> _THE PROBLEM_
For the material below, return exactly the lines starting at the line containing "direction and alignment" and ending at the line containing "Adjusts styles in", both ends included, and no others.

> _TASK INPUTS_
⟨

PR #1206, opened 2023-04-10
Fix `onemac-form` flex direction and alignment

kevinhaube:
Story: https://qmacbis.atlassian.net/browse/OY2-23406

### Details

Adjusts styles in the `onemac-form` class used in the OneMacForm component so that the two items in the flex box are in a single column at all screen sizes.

⟩
⟨

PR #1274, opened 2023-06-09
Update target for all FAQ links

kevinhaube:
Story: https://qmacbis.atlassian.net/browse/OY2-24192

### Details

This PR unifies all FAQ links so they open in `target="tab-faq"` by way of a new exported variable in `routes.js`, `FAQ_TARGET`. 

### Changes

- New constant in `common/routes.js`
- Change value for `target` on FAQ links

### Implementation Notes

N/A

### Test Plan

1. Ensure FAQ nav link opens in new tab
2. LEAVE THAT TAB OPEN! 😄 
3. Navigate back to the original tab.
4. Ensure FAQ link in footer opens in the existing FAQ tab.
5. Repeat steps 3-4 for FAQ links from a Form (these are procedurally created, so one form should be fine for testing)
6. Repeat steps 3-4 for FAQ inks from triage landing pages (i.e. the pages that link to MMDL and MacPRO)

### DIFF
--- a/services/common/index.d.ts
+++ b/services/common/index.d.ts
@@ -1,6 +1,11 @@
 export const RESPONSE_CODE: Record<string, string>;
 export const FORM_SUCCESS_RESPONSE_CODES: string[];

⟩

> _TASK RESPONSE_
Fix `onemac-form` flex direction and alignment

kevinhaube:
Story: https://qmacbis.atlassian.net/browse/OY2-23406

### Details

Adjusts styles in the `onemac-form` class used in the OneMacForm component so that the two items in the flex box are in a single column at all screen sizes.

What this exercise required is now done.